> _PROBLEM TO SOLVE_
Look through the entries below, please, and copy every line with the word "commit".

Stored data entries

--- START ---

Issue #4318, opened 2017-10-01
netrc reading does not respect NETRC environment variable


mitar:
As described [here](https://www.gnu.org/software/inetutils/manual/html_node/The-_002enetrc-file.html), there is an environment variable `NETRC` which one can use to control where `.netrc` file is. Requests always searches in user's home directory.

## System Information

```
{
  "chardet": {
    "version": "3.0.4"
  },
  "cryptography": {
    "version": ""
  },
  "idna": {
    "version": "2.6"
  },
  "implementation": {
    "name": "CPython",
    "version": "3.5.2"
  },
  "platform": {
    "release": "14.5.0",
    "system": "Darwin"
  },
  "pyOpenSSL": {
    "openssl_version": "",
    "version": null
  },
  "requests": {
    "version": "2.18.4"
  },
  "system_ssl": {
    "version": "100020cf"
  },
  "urllib3": {
    "version": "1.22"
  },
  "using_pyopenssl": false
}
```

chairmank:
Do we still want this feature? I want this feature, but I don't know overall sentiment among users.

I see that https://github.com/psf/requests/pull/4339 was closed because it wasn't finished. I volunteer to finish the work with appropriate test coverage and documentation.

nik003:
This has been open very long without response. How will this case be handled? This would be a very good feature to implement.

sigmavirus24:
This project has generally had a terrible experience with it's netrc support. It causes confusion and isn't convenient to disable. If anything, I'd expect the current maintainers to want to drop support for finding/parsing netrc files and close this as something they won't implement. (And they'd be right to do so)

mitar:
Awesome! Thanks!

PR #4339, opened 2017-10-13
Respect the NETRC environment variable, if set.

chrislawlor:
If the NETRC environment variable is set, use it to
load the user's netrc file. If not set, default to
searching the user's home directory for  a `.netrc`
or `_netrc` file.

Issue #4318

### DIFF
--- a/requests/utils.py
+++ b/requests/utils.py
@@ -34,7 +34,7 @@ from .structures import CaseInsensitiveDict
 from .exceptions import (
     InvalidURL, InvalidHeader, FileModeWarning, UnrewindableBodyError)
 
-NETRC_FILES = ('.netrc', '_netrc')
+NETRC_FILES = os.environ.get('NETRC', ('~/.netrc', '~/_netrc'))
 
 DEFAULT_CA_BUNDLE_PATH = certs.where()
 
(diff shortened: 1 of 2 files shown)


requests/utils.py
```diff
@@ -166,13 +166,14 @@ def get_netrc_auth(url, raise_errors=False):
...
 
         for f in NETRC_FILES:
-            try:
-                loc = os.path.expanduser('~/{0}'.format(f))
-            except KeyError:
-                # os.path.expanduser can fail when $HOME is undefined and
-                # getpwuid fails. See http://bugs.python.org/issue20164 &
-                # https://github.com/requests/requests/issues/1846
-                return
+            if f.startswith('~'):
```
Lukasa: This is not right: we’ll now prepend a tilde to a path we know has one. Given that `expanduser` is safe to call on paths without user flags, we can just unconditionally call it. No need for this change.

chrislawlor:
Not too sure how to go about testing this, at least with the `os.environ` check done at module load time. I'm thinking about moving it inside `get_netrc_auth` to facilitate testing. With the check done there, a test could look something like:

1. Create an .netrc file in the temp directory
1. Use `utils.set_environ` context manager to temporarily set `NETRC`
1. Call `get_netrc_auth` and test that it is using the values from the temp file, in a similar manner as the `test_basicauth_with_netrc` test.

Does that sound like a good approach? I'm not sure that I like having the `os.environ` check inside the function, but I can't think of a good alternative.

requests/utils.py
```diff
@@ -167,7 +167,7 @@ def get_netrc_auth(url, raise_errors=False):
 
         for f in NETRC_FILES:
             try:
-                loc = os.path.expanduser('~/{0}'.format(f))
+                loc = os.path.expanduser(f)
```
sigmavirus24, line 170: So to make this more test-able and to probably make this more future-proof, what if we do the following:

Let's revert the change to L37, so that it looks like:

```py
NETRC_FILES = ('.netrc', '_netrc')
```

Then let's do this on L162 or so:

```py
netrc_file = os.environ.get('NETRC')
if netrc_file is not None:
   netrc_locations = (netrc_file,)
else:
   netrc_locations = ('~/{0}'.format(f) for f in NETRC_FILES)
```

And then we can change the loop on L168 to be:

```py
for f in netrc_locations:
```

Sure it's slightly more code, but it also is far more explicit and gives us room to expand if necessary.

kennethreitz:
Closing due to inactivity.

PR #4947, opened 2019-01-21
Docstring explaining when HTTPError is/is not raised

jerojasro:
This is mostly to tell the reader about when HTTP error must be handled, and to better link to the other places in the doc. where this is explained.

### DIFF
--- a/docs/user/quickstart.rst
+++ b/docs/user/quickstart.rst
@@ -538,6 +538,8 @@ to hang indefinitely::
     not time out.
 
 
+.. _errors-and-exceptions:
+
 Errors and Exceptions
 ---------------------
 
--- a/requests/exceptions.py
+++ b/requests/exceptions.py
@@ -26,7 +26,14 @@ class RequestException(IOError):
 
 
 class HTTPError(RequestException):
-    """An HTTP error occurred."""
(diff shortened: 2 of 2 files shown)


recepsirin (approved):

sigmavirus24:
Thanks for the contribution @jerojasro and trying to improve the documentation!

Personally, I'm not sure I understand _why_ this change is helpful. From what I can understand from the analytics of the requests documentation, most people don't read up on exceptions first and instead can understand the content of this from the examples and documentation already available. I feel like this is a solution in search of a problem. I'm going to close this due to its age but it can be re-opened if you want to help me understand your reasoning here and maybe workshop a different update

jerojasro:
hello @sigmavirus24 ; my goal here is to better explain what is (and isn't) an HTTPError, since I think the current docstring is way too terse.

Reading back what I wrote, perhaps the last paragraph is unnecessary, but I think the change to the main sentence (An HTTP error (status code >= 400) occurred.) is what's important. I added that because to me (and I'm assuming here also to any non HTTP-protocol experts) is not immediately obvious what is meant by HTTP error, whether that includes timeouts, network issues, TLS issues, etc., which to a beginner might all land in the same category, even though for request's authors they do not.

PR #4954, opened 2019-01-30
[fix] Remove extra blank line

zengjuchen:
1. The removed blank line was added at commit 8a2014e26 by Kenneth Reitz at
2017-05-26 22:51:40.
The blank line under it was created at 2012, there is a 5 year gap
between them.

2. It has conflict with the style used on line 63.

So I assume it was misadded and removed it.

### DIFF
--- a/requests/compat.py
+++ b/requests/compat.py
@@ -45,7 +45,6 @@ if is_py2:
     from StringIO import StringIO
     from collections import Callable, Mapping, MutableMapping, OrderedDict
 
-
     builtin_str = str
     bytes = str
     str = unicode


sigmavirus24:
Hi there,

Thanks for sending a PR to requests. Unfortunately, we have no style guide that shows one thing to be right or the other to be wrong. As such, PRs that adjust style in one way or another are not accepted.

zengjuchen:
> Hi there,
> 
> Thanks for sending a PR to requests. Unfortunately, we have no style guide that shows one thing to be right or the other to be wrong. As such, PRs that adjust style in one way or another are not accepted.

I understand your principles, but style is very important element in Python. And `Requests` package is famous of its beautiful coding. If you review the `compat.py` file now, you can see the style conflict (blank line in import area) between its `is_py2` and `is_py3` import part(in line 47, there are 2 blank lines, and in line 64, same logic, only 1 blank line). I found it was caused by the action of 
 commit `7fd9267b3bab1d` didn't fully revert the change induced in `8a2014e265d6c`.

Even though this PR can't be accepted as an official PR. I think this issue should be solved in other functional PRs.

With all my respects.

Issue #4445, opened 2018-01-04
404 responses for chunk-encoded requests may not be received


rasjidw:
404 responses (or any response sent by the server prior to the entire request being sent) for chunk-encoded requests may not be received by the caller.

This appears to happen if the server closes the connection (after sending the 404 response) prior to the completion of the chunked post / upload.

## Expected Result

Posting a chunked encoded request to an invalid URL should return the 404 response.

## Actual Result

A ```requests.exceptions.ConnectionError: [Errno 32] Broken pipe``` error is raised instead.

## Reproduction Steps

A minimal server using flask is given below:

```
#!/usr/bin/env python3

import sys

from flask import Flask, request
app = Flask(__name__)

@app.route('/')
def hello_world():
    return 'Hello, World!'

@app.route('/post_endpoint', methods=['POST'])
def post_normal_response():
    for line in request.stream:
        str_line = line.decode('utf-8')
        sys.stdout.write(str_line)
        sys.stdout.flush()
    return 'OK'

if __name__ == '__main__':
    app.run()
```

Client code illustrating the problem is:

```
#!/usr/bin/env python3

from time import sleep

import requests


VALID_URL = 'http://127.0.0.1:5000/post_endpoint'
INVALID_URL = 'http://127.0.0.1:5000/does_not_exist'


LINES = ['Line {}\n'.format(x) for x in range(5)]
DATA = ''.join(LINES).encode('utf-8') 

def chunked():
    for line in LINES:
       sleep(1)
       yield line.encode('utf-8') 

def test_url(url):
    r = requests.post(url, data=DATA)
    print(r)


    r = requests.post(url, data=chunked())
    print(r)

if __name__ == '__main__':
   test_url(VALID_URL)
   print('-----')
   test_url(INVALID_URL)
```

## System Information

    $ python -m requests.help

```
{
  "chardet": {
    "version": "3.0.4"
  },
  "cryptography": {
    "version": ""
  },
  "idna": {
    "version": "2.6"
  },
  "implementation": {
    "name": "CPython",
    "version": "3.5.2"
  },
  "platform": {
    "release": "4.4.0-104-generic",
    "system": "Linux"
  },
  "pyOpenSSL": {
    "openssl_version": "",
    "version": null
  },
  "requests": {
    "version": "2.18.4"
  },
  "system_ssl": {
    "version": "1000207f"
  },
  "urllib3": {
    "version": "1.22"
  },
  "using_pyopenssl": false
}
```

## Patch to address the issue

[...]

PR #4958, opened 2019-02-03
Delegate chunked encoding handling to urllib

leamingrad:
This MR removes the custom handling of sending chunked HTTP requests from requests to delegate to the equivalent logic in urllib3 (https://github.com/urllib3/urllib3/blob/4325867d1ae0d139a11c8689c2d2a5ba2c666c83/src/urllib3/connectionpool.py#L351).

As far as I can tell this has a couple of advantages:
* Remove code that is duplicated between the two libraries
* Allow fixes for outstanding issues in this area to be made in urllib3 so that users of both libraries benefit (I noticed #4445 when having a quick trawl of the issues but I guess there are more)
* All requests are now logged by the urllib3 debug logger (which was the issue I was originally trying to diagnose)

### DIFF
--- a/requests/adapters.py
+++ b/requests/adapters.py
@@ -435,64 +435,19 @@ class HTTPAdapter(BaseAdapter):
             timeout = TimeoutSauce(connect=timeout, read=timeout)
 
         try:
-            if not chunked:
-                resp = conn.urlopen(
-                    method=request.method,
-                    url=url,
-                    body=request.body,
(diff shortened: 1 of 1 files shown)


leamingrad:
Quick note on testing that I forgot to put in the description: I haven't added any specific tests to cover this feature, but I think that the code is covered by existing tests from what I can see - if there are extras that would be helpful I am happy to add them.

PR #4978, opened 2019-02-12
Fix double image request

sayzlim:
Use official framework for the "custom" ad design integration.


kennethreitz:
screenshot?

sayzlim:
Same as before, only the minor changes.

Issue #2949, opened 2015-12-28
Session's Authorization header isn't sent on redirect


jwineinger:
I'm using requests to hit developer-api.nest.com and setting an Authorization header with a bearer token. On some requests, that API responds with an 307 redirect. When that happens, I still need the Authorization header to be sent on the subsequent request. I've tried using `requests.get()` as well as a session.

I suppose I could work around this by not allowing redirects, detecting the 307 and then issuing the new request myself but I'm wondering if this is a bug. Should I expect that the Authorization header would be sent on all requests made within the context of a session? 

``` python
In [41]: s = requests.Session()

In [42]: s.headers
Out[42]: {'Accept': '*/*', 'Accept-Encoding': 'gzip, deflate', 'Connection': 'keep-alive', 'User-Agent': 'python-requests/2.7.0 CPython/3.4.3 Darwin/15.2.0'}

In [43]: s.headers['Authorization'] = "Bearer <snip>"

In [45]: s.get("https://developer-api.nest.com/devices/thermostats/")
Out[45]: <Response [401]>

In [46]: s.get("https://developer-api.nest.com/devices/thermostats/")
Out[46]: <Response [200]>

In [49]: Out[45].history
Out[49]: [<Response [307]>]

In [50]: Out[46].history
Out[50]: []

In [51]: Out[45].request.headers
Out[51]: {'Accept': '*/*', 'Accept-Encoding': 'gzip, deflate', 'Connection': 'keep-alive', 'User-Agent': 'python-requests/2.7.0 CPython/3.4.3 Darwin/15.2.0'}

In [52]: Out[46].request.headers
Out[52]: {'Accept': '*/*', 'Accept-Encoding': 'gzip, deflate', 'Connection': 'keep-alive', 'User-Agent': 'python-requests/2.7.0 CPython/3.4.3 Darwin/15.2.0', 'Authorization': 'Bearer <snip>'}
```

Lukasa:
Where is the redirect to?

jwineinger:
Ah, a different domain. firebase-apiserver03-tah01-iad01.dapi.production.nest.com

Lukasa:
Yup, so that's somewhat deliberate: we're very aggressive with stripping authorization headers when redirected to a new host. This is a safety feature to deal with [CVE 2014-1829](http://www.cve.mitre.org/cgi-bin/cvename.cgi?name=2014-1829), which was caused by us persisting headers on off-host redirects.

[...]

PR #4983, opened 2019-02-15
Add trusted domains

jaketreacher:
Solution for #2949 

Allows setting a list of domains that are "trusted", so the authorization header isn't stripped upon being redirected there.

Default functionality remains unchanged.


kennethreitz:
elegant solution! I approve.

epenet:
This seems to have broken Python 2.7 compatibility (see issue #5175 and my PR #5182)

PR #4987, opened 2019-02-17
[fix] fix failing doctests in requests/*

aless10:
## Why this PR
Running the command:
`
$ py.test --doctest-module requests
`
gives failing doctests. This PR aims to fix these failing doctests.

Issue Link: https://github.com/kennethreitz/requests/issues/4986

## How to test
`
$ py.test --doctest-module requests
`
All the 11 doctests should pass.


requests/__init__.py
```diff
@@ -9,29 +9,22 @@
...
-   >>> print(r.text)
-   {
-     ...
-     "form": {
-       "key2": "value2",
-       "key1": "value1"
-     },
-     ...
-   }
+   >>> r.json()
```
luckydenis: Hi, I would suggest to do so: 
```
   >>> print(r.text)
   ... # doctest: +ELLIPSIS
   ... # doctest: +NORMALIZE_WHITESPACE
   {
     ...
     "form": {
       "key2": "value2",
       "key1": "value1"
     },
     ...
   }
```
So we change the test minimally.

alessio-izzo: Thanks. I did not know that I could use this syntax.

aless10: Thanks. I did not know that I could use this syntax. I'm going to change it according to your suggestion.

aless10: I added NORMALIZE_WHITESPACE and ELLIPSIS to the pytest.ini file and removed from the doctest in order to use them in pytest configuration.

kennethreitz:
fantastic

PR #4999, opened 2019-02-23
Add project URLs with links to source code and docs

greysteil:
Warehouse now uses the `project_urls` provided to display links in the sidebar on [this screen](https://pypi.org/project/requests/), as well as including them in API responses to help automation tool find the source code for Requests. For example, see Django's [setup.py](https://github.com/django/django/blob/master/setup.py) and [PyPI listing](https://pypi.org/project/Django/).


kennethreitz:
fantastic!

--- END ---

> _EXERCISE ANSWER_
1. The removed blank line was added at commit 8a2014e26 by Kenneth Reitz at
 commit `7fd9267b3bab1d` didn't fully revert the change induced in `8a2014e265d6c`.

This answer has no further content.